As a child, I got to experience eastern European food in my quasi-Orthodox Jewish home. Fortunately, this food was reserved for Friday night Sabbath dinners only as it was heavy on carbs.
I luckily stayed thin throughout my adolescence, but put on excess kilos in my 20s, indulgigng my penchant for calorific food.
As obesity dominates Australia with over $130 billion in medical costs for cardiac diseases, strokes, cancer and mental health problems among others, it could be argued people need to curb their cravings for foods such as hamburgers, hot-dogs or hot chips.
A senate inquiry is cureently investigating our obesity epidemic, with Australia spending more than $130 billion on cardiac disease, stroke, cancer and mental health problems, among others.
This obsession with food can be fatal, contributing to social malaise.
British philosopher Bertrand Russell wrote in 1952 in “The Springs of Human Action”: “Undoubtedly, the desire for food has been, and still is, one of the main causes of great political events.”

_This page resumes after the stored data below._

PR #1419, opened 2020-09-30
Support codec requests from gstreamer1.0-packagekit

### LINKED ISSUE #623: Codec installation
Edit: Updated with more details.

Downsteam issue https://github.com/pop-os/shop/issues/45 suggests "implementing gstreamer1.0-packagekit".

## Feature
Provide a interface to install gstreamer codecs. Currently installing codecs via `gstreamer-install-plugin-helper` results in:

```
/usr/lib/gst-install-plugins-helper "gstreamer|1.0|io.elementary.videos|Flash demuxer|decoder-video/x-flv" returns:
** Message: 18:18:51.171: PackageKit: xid = 0
** Message: 18:18:51.171: PackageKit: desktop_id = (null)
** Message: 18:18:51.171: PackageKit: Codec nice name: Flash demuxer
** Message: 18:18:51.171: PackageKit: structure: gstreamer1(decoder-video/x-flv)()(64bit)
** Message: 18:18:51.174: PackageKit: Did not install codec: GDBus.Error:org.freedesktop.DBus.Error.ServiceUnknown: The name org.freedesktop.PackageKit was not provided by any .service files
```

**Describe the solution you'd like**
Appcenter provides the interface including throwing any dialogs related to gstreamer plugins

**Existing work**
Gnome Software already implements it https://github.com/GNOME/gnome-software/blob/fea162c434fd14dd8f7d1be308ac7e1c6b1b70be/src/org.freedesktop.PackageKit.xml#L326

**Additional context**
Blocks https://github.com/elementary/videos/pull/155 and results in non function code in Music https://github.com/elementary/music/blob/master/src/Dialogs/InstallGstreamerPluginsDialog.vala

davidmhewitt:
Fixes #623 

This listens on the correct bus and uses PackageKit to find the correct gstreamer packages to install when missing plugins/codecs are requested for install by a gstreamer-based app. There's a PR open on Videos that implements that functionality and I've been testing with that.

Still a WIP, but opening for visibility and posterity. Still TODO:
- [ ] Throw a dialog that explains what's going to be installed and the potential license implications
- [ ] Actually install them

Note: gstreamer does not have fully fledged "codec" AppData hence why I'm not using a more generic Appstream way of looking these up, meaning this may not work on other distros. I found some old Github threads from 2017 ish that claim the appstream codec spec isn't fully thought out yet, and gstreamer aren't going to ship the needed metadata upstream until it is. It looks like things haven't moved on since then.


Conan-Kudo:
cc: @decathorpe

decathorpe:
@Conan-Kudo Uhhhh I have no idea how PackageKit on fedora deals with codec lookup, but it seems to work with gstreamer, since totem et al. ask for codec installation in gnome-software if they're not available to gstreamer?

davidmhewitt:
Yeah, this is more around how gnome-software looks up which plugins to install based on what GStreamer asks for. I _think_ gnome-software does it in the same way as what I'm proposing here, so Fedora should be fine, but it relies on PackageKit having the relevant code in its backend plugin (aptcc/dnf) to be able to handle these. If GStreamer, or downstreams shipped appstream metadata that said distro package x provides codec y, then we could do this in a much more package manager independent way.

But we definitely don't have that appstream data on Ubuntu/elementary, so this is the only way that works. It might just be some other distros that have less fully formed PackageKit backends for their package managers that aren't able to use this feature.

Conan-Kudo:
This feature should generally work in Fedora, since you're manually constructing the virtual names embedded in gstreamer codec packages in Fedora: https://koji.fedoraproject.org/koji/rpminfo?rpmID=25815123

PR #1421, opened 2020-10-02
Optimise search rank algorithm

davidmhewitt:
Instead of doing `string.has_prefix` and `string.contains`, we can do `string.index_of` and use the result to figure out the answer to both. 

If the needle is at the start, it's as fast as `has_prefix`, if it's not in the string, it's as slow as `contains` but this means we're doing slightly less expensive string operations in some cases. It probably doesn't save much, but for some reason I had this idea rattling around in my head as I was falling asleep, so I had to open a quick PR and clear my conscience... :sleeping:


tintou (approved):
Looks like a nice improvement

Issue #1142, opened 2019-11-20
Use Handy.Paginator for screenshots


danrabbit:
So we get nice swipe gestures

cassidyjames:
I think the only thing that's not just drop-in for Hdy.Paginator is our back/forward buttons, but that should still be able to translate well afaict.

PR #1426, opened 2020-10-07
Use libhandy for screenshots

fs3o5:
Adds #1142 and switches dependency libhandy to libhandy-1


cassidyjames (changes requested):
Yay, swiping on the trackpad feels so much better, here! But it looks like some things were lost in the port to LibHandy.

- [x] Indicator dots are not visible (could require in-app styles or stylesheet work)
- [ ] Buttons should show as insensitive when you can't go back/forward

That's what I noticed so far at a glance.

fs3o5:
The buttons should now become insensitive.
I'm not sure what's happening on the dots. For me they become visible as soon as I open any other app.

danrabbit:
I think whatever is causing the same issue with header text color is also affecting the dots here. So I would say it's not an issue with this branch

cassidyjames (approved):
UX-wise this is good to go! @danrabbit were you happy with the code?

PR #1436, opened 2020-10-19
AbstractView: Use Deck instead of Stack

danrabbit:
Does the least to replace Stack with Deck

This branch does not implement multitouch gestures
It also does not solve a bug where category views seem to get destroyed early sometimes


jeremypw (approved):
Looks sane and no new issues noticed

PR #1441, opened 2020-11-04
README.md: List libhandy dependency as libhandy-1-dev

ids1024:
It looks like a5a7f2b updated `meson.build` in this way.


danrabbit (approved):
Thanks for catching this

Our populace needs to heed its increasing obesity while debating a sugar tax and discussing introducing education nutrition.
Floods and drought often wreak havoc with supplies, and poverty can lead to malnutrition and starvation and malnutrition. Without food life cannot be maintained, so Ecclesiastes 9:7 exhorts: “Go, eat your food with gladness…”
Battling the bulge after such gladness, at 27 I revolutionised my diet for better health, devouring vegetables and fruit with meats and seafood, danced regularly and vigorously too, and within 18 months I shed 20 kgs without any slimming stratagems or deprivation of delicious desserts with moderation the name of my game.
Previously uninterested in creative cuisine, I embarked on a journey of discovery in the kitchen, realising how scrumptious healthy food could be. After forty years, I haven’t regained those kgs.
Preparing menus from other countries adapted from recipe books, TV shows, friends and my travels gave me entre to the history, people and culinary traditions of many nations.
Good health does not mean jettisoning exotic taste sensation; good food enlivens life, especially when shared with others.
Food should be appreciated not as psychological comfort, a panacea for frustrations but as a means to good health.
Corinthians 11:29 wisely advises: “For anyone who eats and drinks without discerning the body eats and drinks judgement on himself”.